PROBLEM: Exactly as given, repeat all of the entries.

DATA FOR ANALYSIS:
PR #1796, opened 2026-06-22
fix(tokendb): make StoreToken idempotent with ON CONFLICT DO NOTHING

### LINKED ISSUE #1795: StoreToken is not idempotent: retried store hits primary-key violation (SQLSTATE 23505)
### Description

`TokenTransaction.StoreToken` (`token/services/storage/db/sql/common/tokens.go`) inserts the token row (PK `(tx_id, idx)`, line 1113) and the ownership rows (PK `(tx_id, idx, wallet_id)`, line 1125) with no conflict handling. Re-storing the same output therefore fails with a primary-key unique violation (SQLSTATE 23505).

This scenario is already known to the code — `AppendToken` swallows the violation at the Go level:

```go
// token/services/tokens/storage.go:202
err = t.Tx.StoreToken(ctx, ...)
if err != nil && !errors.HasCause(err, driver.UniqueKeyViolation) {
    return errors.Wrapf(err, "cannot store token in db")
}
```

On PostgreSQL this catch does not actually work. `AppendValid` appends every output of a transaction on a single shared `dbdriver.Transaction` (loop at `token/services/tokens/tokens.go:145`, followed by `DeleteTokens` at :153). Once the first INSERT raises 23505, the whole transaction enters the *aborted* state, so:

- the swallowed 23505 leaves the transaction poisoned;
- the next statement on that transaction (the next output's INSERT, the spent-token deletes, or the final `COMMIT`) fails with `25P02 current transaction is aborted, commands ignored until end of transaction block` — which is **not** a `UniqueKeyViolation`, so the Go-level catch no longer applies;
- the whole append rolls back, dropping even the legitimately-new outputs.

So a single duplicated output fails the entire `AppendValid` for that transaction. Duplicated stores are reachable via retries after a partial/failed append, recovery re-processing, and concurrent re-delivery of the same `tx_id`.

### Expected

Re-storing an already-recorded output should be idempotent. A token output is content-addressed by `(tx_id, idx)`, so the stored row cannot legitimately differ across attempts.

### Proposed fix

Add `ON CONFLICT DO NOTHING` to the token and ownership inserts in `StoreToken`. This suppresses the conflict at the SQL level, so the transaction is never poisoned — achieving what the `storage.go:202` catch intends, in the one place that works under Postgres. The existing Go-level catch then becomes redundant but harmless.

### Version

`main`

EvanYan1024:
Fixes #1795.

`StoreToken` commits the token and ownership rows in its own transaction. When a caller retries the surrounding flow after a downstream failure (e.g. a later audit or finality step that runs after the token rows are already committed), `StoreToken` re-inserts the same `(tx_id, idx)` and hits the primary-key unique violation (SQLSTATE 23505), aborting the caller.

This adds `ON CONFLICT DO NOTHING` to the token and ownership inserts so re-storing an already-recorded output is a no-op and the retry succeeds. A token output is content-addressed by `(tx_id, idx)`, so keeping the first stored row is safe.

The `OnConflictDoNothing()` builder is already used elsewhere in this package (e.g. the atomic upsert in `WalletStore.StoreIdentity`, #1662), so this follows the existing pattern.

### DIFF
--- a/token/services/storage/db/sql/common/tokens.go
+++ b/token/services/storage/db/sql/common/tokens.go
@@ -1317,6 +1317,7 @@ func (t *TokenTransaction) StoreToken(ctx context.Context, tr driver.TokenRecord
 	query, args := q.InsertInto(t.table.Tokens).
 		Fields("tx_id", "idx", "issuer_raw", "owner_raw", "owner_type", "owner_identity", "owner_wallet_id", "ledger", "ledger_type", "ledger_metadata", "token_type", "quantity", "amount", "stored_at", "owner", "auditor", "issuer").
 		Row(tr.TxID, tr.Index, tr.IssuerRaw, tr.OwnerRaw, tr.OwnerType, tr.OwnerIdentity, tr.OwnerWalletID, tr.Ledger, tr.LedgerFormat, tr.LedgerMetadata, tr.Type, tr.Quantity, tr.Amount, time.Now().UTC(), tr.Owner, tr.Auditor, tr.Issuer).
+		OnConflictDoNothing().
 		Format()
 	logging.Debug(logger, query, args)
 	if _, err := t.tx.ExecContext(ctx, query, args...); err != nil {
@@ -1339,6 +1340,7 @@ func (t *TokenTransaction) StoreToken(ctx context.Context, tr driver.TokenRecord
 	query, args = q.InsertInto(t.table.Ownership).
 		Fields("tx_id", "idx", "wallet_id").
 		Rows(rows).
+		OnConflictDoNothing().
 		Format()
 	logging.Debug(logger, query, args)
 


adecaro:
Hi @EvanYan1024 , thanks for submitting this 🙏 
Question: Did you identify already a case where a token gets re-inserted? I'm wondering if the other operations should be included in the same SQL transaction to avoid these collisions.

EvanYan1024:
Thanks @adecaro! 🙏

**Re: a concrete case** — yes, we hit this under high-concurrency stress testing. Our client retries a transport-failed audit round-trip once (in a fresh view context) when the first attempt times out or its reply is lost on a dead stream; if that first attempt had already reached the auditor, the retry re-runs the audit responder for the same txID. The responder registers a finality listener unconditionally on each run (`Append` → `AddFinalityListener`), so the same txID ends up with two listeners.

Why the two run concurrently: `AddFinalityListener` wraps each registration in a fresh `OnlyOnceListener` (`network/fabricx/finality/finality.go`), whose `sync.Once` dedups the two triggers *within a single registration* (the speculative `TxCheck` at registration and the later finality push) but **not across registrations**. The finality worker pool is a single shared queue with **no per-txID affinity**, so the two listeners' `OnStatus` run concurrently → two `Commit` → two `AppendValid`.

`AppendValid`'s re-processing guard, `TransactionExists` (`token/services/tokens/tokens.go:110`), runs on `readDB` *before and outside* the write transaction opened at line 129, and is just `SELECT tx_id FROM tokens WHERE tx_id = ? LIMIT 1` (`tokens.go:923`). Both concurrent `AppendValid`s read `exists=false` before the write tx, both call `StoreToken`, and the second hits the `(tx_id, idx)` PK. Recovery re-processing reaches the same path.

**Re: the same SQL transaction** — the other writes are *already* in one transaction: within a single `AppendValid`, the per-output `StoreToken` loop (line 145) and `DeleteTokens` (line 153) run on the same `ts` from `ContinueTransaction(tx)` and commit atomically with `SetStatus(Confirmed)`. The collision isn't between operations inside one append — it's between two *separate, concurrent* transactions racing on the same txID, which wrapping each in a transaction can't serialize. To prevent it that way you'd have to serialize concurrent appends of the same txID (move the existence check inside the write tx with `SELECT … FOR UPDATE`, or a per-txID advisory lock), which adds contention on the hot path.

`ON CONFLICT DO NOTHING` is the lighter, equally-correct option because a token output is content-addressed by `(tx_id, idx)` and immutable — re-inserting the same row is a genuine no-op. It's also the intent `AppendToken` already encodes by swallowing `UniqueKeyViolation` (`token/services/tokens/storage.go:202`); that Go-level catch just doesn't hold on Postgres, where the failed INSERT aborts the surrounding tx and the next statement/COMMIT fails with `25P02`. This PR moves the same intent to the SQL level, where it actually works.

adecaro:
Hi @EvanYan1024 , thanks for the clear explanation and sorry for the delay of this reply.
I'll approve this but I want to explore how to better control these cases. In a replicated setting probably the scenario is even worse because we cannot deduplicate on the single machine. Interesting case.

Thanks a lot for this effort, really appreciate 🙏

adecaro (approved):
LGTM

FINISHED TASK:
PR #1796, opened 2026-06-22
fix(tokendb): make StoreToken idempotent with ON CONFLICT DO NOTHING

### LINKED ISSUE #1795: StoreToken is not idempotent: retried store hits primary-key violation (SQLSTATE 23505)
### Description

`TokenTransaction.StoreToken` (`token/services/storage/db/sql/common/tokens.go`) inserts the token row (PK `(tx_id, idx)`, line 1113) and the ownership rows (PK `(tx_id, idx, wallet_id)`, line 1125) with no conflict handling. Re-storing the same output therefore fails with a primary-key unique violation (SQLSTATE 23505).

This scenario is already known to the code — `AppendToken` swallows the violation at the Go level:

```go
// token/services/tokens/storage.go:202
err = t.Tx.StoreToken(ctx, ...)
if err != nil && !errors.HasCause(err, driver.UniqueKeyViolation) {
    return errors.Wrapf(err, "cannot store token in db")
}
```

On PostgreSQL this catch does not actually work. `AppendValid` appends every output of a transaction on a single shared `dbdriver.Transaction` (loop at `token/services/tokens/tokens.go:145`, followed by `DeleteTokens` at :153). Once the first INSERT raises 23505, the whole transaction enters the *aborted* state, so:

- the swallowed 23505 leaves the transaction poisoned;
- the next statement on that transaction (the next output's INSERT, the spent-token deletes, or the final `COMMIT`) fails with `25P02 current transaction is aborted, commands ignored until end of transaction block` — which is **not** a `UniqueKeyViolation`, so the Go-level catch no longer applies;
- the whole append rolls back, dropping even the legitimately-new outputs.

So a single duplicated output fails the entire `AppendValid` for that transaction. Duplicated stores are reachable via retries after a partial/failed append, recovery re-processing, and concurrent re-delivery of the same `tx_id`.

### Expected

Re-storing an already-recorded output should be idempotent. A token output is content-addressed by `(tx_id, idx)`, so the stored row cannot legitimately differ across attempts.

### Proposed fix

Add `ON CONFLICT DO NOTHING` to the token and ownership inserts in `StoreToken`. This suppresses the conflict at the SQL level, so the transaction is never poisoned — achieving what the `storage.go:202` catch intends, in the one place that works under Postgres. The existing Go-level catch then becomes redundant but harmless.

### Version

`main`

EvanYan1024:
Fixes #1795.

`StoreToken` commits the token and ownership rows in its own transaction. When a caller retries the surrounding flow after a downstream failure (e.g. a later audit or finality step that runs after the token rows are already committed), `StoreToken` re-inserts the same `(tx_id, idx)` and hits the primary-key unique violation (SQLSTATE 23505), aborting the caller.

This adds `ON CONFLICT DO NOTHING` to the token and ownership inserts so re-storing an already-recorded output is a no-op and the retry succeeds. A token output is content-addressed by `(tx_id, idx)`, so keeping the first stored row is safe.

The `OnConflictDoNothing()` builder is already used elsewhere in this package (e.g. the atomic upsert in `WalletStore.StoreIdentity`, #1662), so this follows the existing pattern.

### DIFF
--- a/token/services/storage/db/sql/common/tokens.go
+++ b/token/services/storage/db/sql/common/tokens.go
@@ -1317,6 +1317,7 @@ func (t *TokenTransaction) StoreToken(ctx context.Context, tr driver.TokenRecord
 	query, args := q.InsertInto(t.table.Tokens).
 		Fields("tx_id", "idx", "issuer_raw", "owner_raw", "owner_type", "owner_identity", "owner_wallet_id", "ledger", "ledger_type", "ledger_metadata", "token_type", "quantity", "amount", "stored_at", "owner", "auditor", "issuer").
 		Row(tr.TxID, tr.Index, tr.IssuerRaw, tr.OwnerRaw, tr.OwnerType, tr.OwnerIdentity, tr.OwnerWalletID, tr.Ledger, tr.LedgerFormat, tr.LedgerMetadata, tr.Type, tr.Quantity, tr.Amount, time.Now().UTC(), tr.Owner, tr.Auditor, tr.Issuer).
+		OnConflictDoNothing().
 		Format()
 	logging.Debug(logger, query, args)
 	if _, err := t.tx.ExecContext(ctx, query, args...); err != nil {
@@ -1339,6 +1340,7 @@ func (t *TokenTransaction) StoreToken(ctx context.Context, tr driver.TokenRecord
 	query, args = q.InsertInto(t.table.Ownership).
 		Fields("tx_id", "idx", "wallet_id").
 		Rows(rows).
+		OnConflictDoNothing().
 		Format()
 	logging.Debug(logger, query, args)
 


adecaro:
Hi @EvanYan1024 , thanks for submitting this 🙏 
Question: Did you identify already a case where a token gets re-inserted? I'm wondering if the other operations should be included in the same SQL transaction to avoid these collisions.

EvanYan1024:
Thanks @adecaro! 🙏

**Re: a concrete case** — yes, we hit this under high-concurrency stress testing. Our client retries a transport-failed audit round-trip once (in a fresh view context) when the first attempt times out or its reply is lost on a dead stream; if that first attempt had already reached the auditor, the retry re-runs the audit responder for the same txID. The responder registers a finality listener unconditionally on each run (`Append` → `AddFinalityListener`), so the same txID ends up with two listeners.

Why the two run concurrently: `AddFinalityListener` wraps each registration in a fresh `OnlyOnceListener` (`network/fabricx/finality/finality.go`), whose `sync.Once` dedups the two triggers *within a single registration* (the speculative `TxCheck` at registration and the later finality push) but **not across registrations**. The finality worker pool is a single shared queue with **no per-txID affinity**, so the two listeners' `OnStatus` run concurrently → two `Commit` → two `AppendValid`.

`AppendValid`'s re-processing guard, `TransactionExists` (`token/services/tokens/tokens.go:110`), runs on `readDB` *before and outside* the write transaction opened at line 129, and is just `SELECT tx_id FROM tokens WHERE tx_id = ? LIMIT 1` (`tokens.go:923`). Both concurrent `AppendValid`s read `exists=false` before the write tx, both call `StoreToken`, and the second hits the `(tx_id, idx)` PK. Recovery re-processing reaches the same path.

**Re: the same SQL transaction** — the other writes are *already* in one transaction: within a single `AppendValid`, the per-output `StoreToken` loop (line 145) and `DeleteTokens` (line 153) run on the same `ts` from `ContinueTransaction(tx)` and commit atomically with `SetStatus(Confirmed)`. The collision isn't between operations inside one append — it's between two *separate, concurrent* transactions racing on the same txID, which wrapping each in a transaction can't serialize. To prevent it that way you'd have to serialize concurrent appends of the same txID (move the existence check inside the write tx with `SELECT … FOR UPDATE`, or a per-txID advisory lock), which adds contention on the hot path.

`ON CONFLICT DO NOTHING` is the lighter, equally-correct option because a token output is content-addressed by `(tx_id, idx)` and immutable — re-inserting the same row is a genuine no-op. It's also the intent `AppendToken` already encodes by swallowing `UniqueKeyViolation` (`token/services/tokens/storage.go:202`); that Go-level catch just doesn't hold on Postgres, where the failed INSERT aborts the surrounding tx and the next statement/COMMIT fails with `25P02`. This PR moves the same intent to the SQL level, where it actually works.

adecaro:
Hi @EvanYan1024 , thanks for the clear explanation and sorry for the delay of this reply.
I'll approve this but I want to explore how to better control these cases. In a replicated setting probably the scenario is even worse because we cannot deduplicate on the single machine. Interesting case.

Thanks a lot for this effort, really appreciate 🙏

adecaro (approved):
LGTM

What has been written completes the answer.